# 10 new ebikes for 2020



## Francis Cebedo (Aug 1, 1996)

I like this guy. Pretty sharp and enthusiastic






Any favorites that stand out?


----------



## Bigwheel (Jan 12, 2004)

You could do better than that pommie FC. Of the ones mentioned by my count here you will see the Commencal, Trek and Cannondale and that is all. You need to get a US top ten going!


----------



## ziscwg (May 18, 2007)

Bigwheel said:


> You could do better than that pommie FC. Of the ones mentioned by my count here you will see the Commencal, Trek and Cannondale and that is all. You need to get a US top ten going!


Unfortunately, we don't have a "Rob" like guy here in the US doing something like him.


----------



## Bigwheel (Jan 12, 2004)

ziscwg said:


> Unfortunately, we don't have a "Rob" like guy here in the US doing something like him.


Actually there is a site that does go over lot's of different bikes including eMTB's https://electricbikereview.com

However they are not focused solely on mtb's and they charge for their "services" in that manufacturers submit products to them and pay a fee as I understand it. I have watched a few of them and the guy is a bit goofy and wears his helmet all the time, even at events indoors, and rides in white sneakers but for the most part he is honest and now it seems he has taken on another person, "mikey", that has done some factory tours also.

Someone described Rob as a professional forum maker and Patreonizer and I think that is an accurate description. I don't think he really knows all that much about bikes and is learning as he goes along. Can't dispute that he has gathered a following and get's invited to the product launches so he has that going for him.

Perhaps MTBR would be in better shape with regards to getting bike companies to submit for "review" if this part of their empire wasn't so known as anti-e bike and those that manufacture them lists it has allowed in the past and the general negative vibe that gets inserted here with regularity even after the new "rules" were laid down. This site does well written content and could easily do so with eBikes.


----------



## ziscwg (May 18, 2007)

Bigwheel said:


> Actually there is a site that does go over lot's of different bikes including eMTB's https://electricbikereview.com
> 
> However they are not focused solely on mtb's and they charge for their "services" in that manufacturers submit products to them and pay a fee as I understand it. I have watched a few of them and the guy is a bit goofy and wears his helmet all the time, even at events indoors, and rides in white sneakers but for the most part he is honest and now it seems he has taken on another person, "mikey", that has done some factory tours also.
> 
> ...


i have seen a number of his videos. He seems to go over the bike and what's on it, but does not do a whole lot on how it rides. The Rob guy likes to ride, but appears to be out of his comfort zone when he goes down anything much more than a flow style trail. Some of his comments riding the new YT were things like "I don't normally ride this chunky........"
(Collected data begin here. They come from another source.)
PR #9568, opened 2025-01-07
Update OCaml stubs

mszabo-wikia:
The OSS OCaml stubs under src/stubs have become out of sync with the code referencing them.

Update the stubs to match.


hphp/hack/src/stubs/dune
```diff
@@ -65,16 +65,11 @@
...
+  server_env
   typechecker_options)
  (preprocess
   (pps lwt_ppx ppx_deriving.std)))
 
- ; this stub file is used by both buck2 and dune
-(rule
- (target remote_old_decls_ffi.ml)
- (action
-  (copy# ../facebook/remote_old_decls/stubs/remote_old_decls_ffi.ml remote_old_decls_ffi.ml)))
```
mszabo-wikia, line 76: Alternatively if upgrading to Dune 3.17.0+ is fine, there's a `file-available` macro.

Wilfred:
Could you run ocamlformat and update the PR?

Wilfred:
The sandcastle module looks wrong, I'm seeing a compile error:

```
Error: Library sandcastle is defined twice:
- hack/src/utils/facebook/dune:6
- hack/src/stubs/dune:171
```

mszabo-wikia:
Yeah, looks like the OSS stub will need to be included conditionally in non-fbsource builds only. I'll see what I can do, there are some preexisting examples for this.

mszabo-wikia:
Yeah, the exclusion logic is definitely wrong. I'll look into this, thanks!

mszabo-wikia:
@Wilfred Sorry about the delay, finally had some time to take a look at this.

I think it will be necessary to rename the internal `sandcastle` library to `sandcastle_fb` as part of this patch. This is because `src/stubs/sandcastle/dune`  now defines a shimmed `sandcastle` library that will either point to the internal library in fbsource builds or the stubbed version defined in `src/stubs/dune` in OSS builds, but this requires the internal version to have a different name from the shim, hence the suffix. This seems to be the pattern used for every stubbed internal OCaml library in the project.

Let me know if you have any questions!

hphp/hack/src/stubs/state_loader_lwt.ml
```diff
@@ -6,20 +6,10 @@
...
  *)
 
-let get_project_metadata
-    ~progress_callback:_
-    ~saved_state_type:_
-    ~repo:_
-    ~ignore_hh_version:_
-    ~opts:_ =
+let get_project_metadata ~repo:_ ~ignore_hh_version:_ ~opts:_ =
   failwith "Not implemented"
```
muglug, line 10: This needs to return `Lwt.return (Error ("Not implemented", Telemetry.create ()))` for the IDE integration to work.

Otherwise the `init_with_find` call terminates execution.

hphp/hack/src/stubs/state_loader_lwt.ml
```diff
@@ -6,20 +6,10 @@
...
 
-let load
-    ~ssopt:_
-    ~progress_callback:_
-    ~watchman_opts:_
-    ~ignore_hh_version:_
-    ~saved_state_type:_ =
+let load ~ssopt:_ ~progress_callback:_ ~watchman_opts:_ ~ignore_hh_version:_ =
   failwith "Not implemented"
```
muglug, line 13: This needs to return `Lwt.return (Error "Not implemented")` for the IDE integration to work

hphp/hack/src/stubs/state_loader_lwt.ml
```diff
@@ -30,15 +20,21 @@ let load_internal
...
+
+module FromDisk = struct
+  type load_result = {
+    naming_table_path: Path.t;
+    warning_saved_state_path: Path.t;
+    files_changed: Saved_state_loader.changed_files;
+  }
+
+  let load ~project_metadata:_ ~threshold:_ ~root:_ = failwith "Not implemented"
```
muglug, line 39: This needs to return `Error "Not implemented"` for IDE integration to work — otherwise the `init_with_fetch` call terminates execution.

muglug (commented):
This worked for us, with three lines changed

mszabo-wikia:
> This worked for us, with three lines changed

Thanks! Updated this branch now.

PR #9571, opened 2025-01-07
Update bundled Rust to 1.83.0

mszabo-wikia:
The bundled Rust version is too old for several library dependencies. Update to the nightly build from October 13th, 2024, which corresponds to the 1.83.0 release.

Split from #9564.


Wilfred:
Nit: nightly-2024-11-26 is 1.85.0-nightly. The nearest nightly to 1.83.0 is nightly-2024-10-13.

mszabo-wikia:
Ah, thank you—fixed now.

dtolnay (approved):
Thanks!

PR #9587, opened 2025-01-23
Generate config headers from configs.specification

mszabo-wikia:
Since a41bcb1cebb1a69d423b1f6ad58640dd05b5dd7d, configuration headers and sources are generated using a Rust tool rather than being hardcoded. Implement the CMake logic necessary to compile the tool and generate these sources. Use a Python script to extract config section names from the specification file instead of hardcoding them into CMake build files to reduce the chance of the CMake build getting out of a sync.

In any event, we can see some of what is available from the blokes across the pond


----------



## Francis Cebedo (Aug 1, 1996)

Agree. Rob is new but he is getting better every month!!

The electricbikereview guy is mostly a commuter

Interesting landscape. Of course there is EMBN.


----------



## Gutch (Dec 17, 2010)

Good info on EMtb Forums.


----------



## 33red (Jan 5, 2016)

Being new i might be missing something but at this moment the offering still needs to improve.
- Shimano 7000 seems to be hated as a cheap low value so buying it we might have very low resale value
- Specialized is overpriced, they put big $ in marketing and customers pay for that
- in Canada Brose is hard to find
- Yamaha is found mostly on Giant, partly on Haibike
- Bosch is unknowned, will the new deliver? To me the old was ridiculous with their 2.5X the tiny front was too big to climb
- quality Efat are Norco with 2 model substract the 7000 = 1
- the used market is allmost non existent

Please correct me, i want to know what i missed.


----------



## Francis Cebedo (Aug 1, 1996)

33red said:


> Being new i might be missing something but at this moment the offering still needs to improve.
> - Shimano 7000 seems to be hated as a cheap low value so buying it we might have very low resale value
> - Specialized is overpriced, they put big $ in marketing and customers pay for that
> - in Canada Brose is hard to find
> ...


Excellent summary. Appreciate it very much.


----------



## MikeTowpathTraveler (Aug 12, 2015)

Count me as one who does not like the direction the industry is going with the in-tube battery concept. First off, I believe the new Bosch 625 in tube battery is not compatible with a 500wh in-tube Bosch as it will physically not fit in the smaller compartment on the previous Bosch gen bikes out there in the hands of bike owners. On top of that, if one were made to fit an older bike, I've yet to read if the bigger battery BMS is compatible with the older Bosch design.....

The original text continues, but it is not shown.